Data records:
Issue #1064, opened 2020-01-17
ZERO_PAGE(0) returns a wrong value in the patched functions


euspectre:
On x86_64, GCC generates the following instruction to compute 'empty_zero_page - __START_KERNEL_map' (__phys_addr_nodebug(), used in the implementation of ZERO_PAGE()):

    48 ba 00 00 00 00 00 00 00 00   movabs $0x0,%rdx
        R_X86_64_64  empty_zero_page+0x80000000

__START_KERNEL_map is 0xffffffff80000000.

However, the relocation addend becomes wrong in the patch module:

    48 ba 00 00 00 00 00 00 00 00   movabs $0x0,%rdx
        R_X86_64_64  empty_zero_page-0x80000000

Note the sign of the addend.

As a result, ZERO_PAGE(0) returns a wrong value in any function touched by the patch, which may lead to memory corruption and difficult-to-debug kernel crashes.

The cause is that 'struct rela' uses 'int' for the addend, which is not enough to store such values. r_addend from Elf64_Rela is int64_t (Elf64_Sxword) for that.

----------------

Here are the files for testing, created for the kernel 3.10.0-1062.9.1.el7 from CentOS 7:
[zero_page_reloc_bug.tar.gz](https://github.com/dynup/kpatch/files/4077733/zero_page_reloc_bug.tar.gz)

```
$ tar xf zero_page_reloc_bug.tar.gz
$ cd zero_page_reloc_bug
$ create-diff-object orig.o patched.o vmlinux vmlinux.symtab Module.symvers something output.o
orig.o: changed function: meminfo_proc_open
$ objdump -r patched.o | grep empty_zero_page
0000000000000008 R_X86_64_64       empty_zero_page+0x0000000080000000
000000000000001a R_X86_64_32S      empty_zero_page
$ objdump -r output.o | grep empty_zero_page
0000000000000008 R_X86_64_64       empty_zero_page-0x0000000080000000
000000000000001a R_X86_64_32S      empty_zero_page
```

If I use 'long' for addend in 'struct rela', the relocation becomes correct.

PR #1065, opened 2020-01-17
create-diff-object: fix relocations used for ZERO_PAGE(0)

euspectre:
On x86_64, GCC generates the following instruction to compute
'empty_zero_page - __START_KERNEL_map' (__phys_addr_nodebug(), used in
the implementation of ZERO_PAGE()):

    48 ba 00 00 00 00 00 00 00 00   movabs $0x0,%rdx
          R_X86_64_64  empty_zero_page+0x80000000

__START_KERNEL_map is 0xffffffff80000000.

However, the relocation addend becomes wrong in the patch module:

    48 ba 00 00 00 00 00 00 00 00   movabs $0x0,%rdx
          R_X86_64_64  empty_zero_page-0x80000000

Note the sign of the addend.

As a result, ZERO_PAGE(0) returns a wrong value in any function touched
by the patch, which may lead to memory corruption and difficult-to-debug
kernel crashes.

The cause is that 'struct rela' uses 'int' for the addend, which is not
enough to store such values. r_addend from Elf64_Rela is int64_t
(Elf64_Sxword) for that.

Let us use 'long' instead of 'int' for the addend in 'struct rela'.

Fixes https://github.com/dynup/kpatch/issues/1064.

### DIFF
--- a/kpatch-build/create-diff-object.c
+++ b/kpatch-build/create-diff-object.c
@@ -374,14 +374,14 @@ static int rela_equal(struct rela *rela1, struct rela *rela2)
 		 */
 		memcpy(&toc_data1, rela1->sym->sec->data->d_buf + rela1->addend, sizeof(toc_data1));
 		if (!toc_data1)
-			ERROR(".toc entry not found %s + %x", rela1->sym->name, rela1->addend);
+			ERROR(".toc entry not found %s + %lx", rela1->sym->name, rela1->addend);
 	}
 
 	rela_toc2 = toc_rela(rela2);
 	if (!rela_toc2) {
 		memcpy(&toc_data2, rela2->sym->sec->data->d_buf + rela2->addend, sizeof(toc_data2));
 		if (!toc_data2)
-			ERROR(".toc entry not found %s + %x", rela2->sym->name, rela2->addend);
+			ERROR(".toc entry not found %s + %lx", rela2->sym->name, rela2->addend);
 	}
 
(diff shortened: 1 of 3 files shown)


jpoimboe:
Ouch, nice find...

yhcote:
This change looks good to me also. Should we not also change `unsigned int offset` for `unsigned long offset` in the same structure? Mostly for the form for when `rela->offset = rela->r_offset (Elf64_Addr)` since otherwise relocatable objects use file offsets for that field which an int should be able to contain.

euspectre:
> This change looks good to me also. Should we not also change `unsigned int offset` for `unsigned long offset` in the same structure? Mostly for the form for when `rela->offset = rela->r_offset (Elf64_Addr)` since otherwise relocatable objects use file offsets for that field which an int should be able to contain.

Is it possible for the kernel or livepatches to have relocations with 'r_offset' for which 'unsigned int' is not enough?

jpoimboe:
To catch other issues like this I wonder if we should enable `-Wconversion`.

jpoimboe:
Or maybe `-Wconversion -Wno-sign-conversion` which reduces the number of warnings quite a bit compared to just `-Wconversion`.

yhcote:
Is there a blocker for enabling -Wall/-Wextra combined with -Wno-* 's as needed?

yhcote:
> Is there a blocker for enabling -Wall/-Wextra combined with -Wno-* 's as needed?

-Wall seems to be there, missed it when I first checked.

**Task item:** Please make an exact copy of the lines from the one holding "Is it possible" through the final line of the records above, nothing more.

**Answer to the problem:**
Is it possible for the kernel or livepatches to have relocations with 'r_offset' for which 'unsigned int' is not enough?

jpoimboe:
To catch other issues like this I wonder if we should enable `-Wconversion`.

jpoimboe:
Or maybe `-Wconversion -Wno-sign-conversion` which reduces the number of warnings quite a bit compared to just `-Wconversion`.

yhcote:
Is there a blocker for enabling -Wall/-Wextra combined with -Wno-* 's as needed?

yhcote:
> Is there a blocker for enabling -Wall/-Wextra combined with -Wno-* 's as needed?

-Wall seems to be there, missed it when I first checked.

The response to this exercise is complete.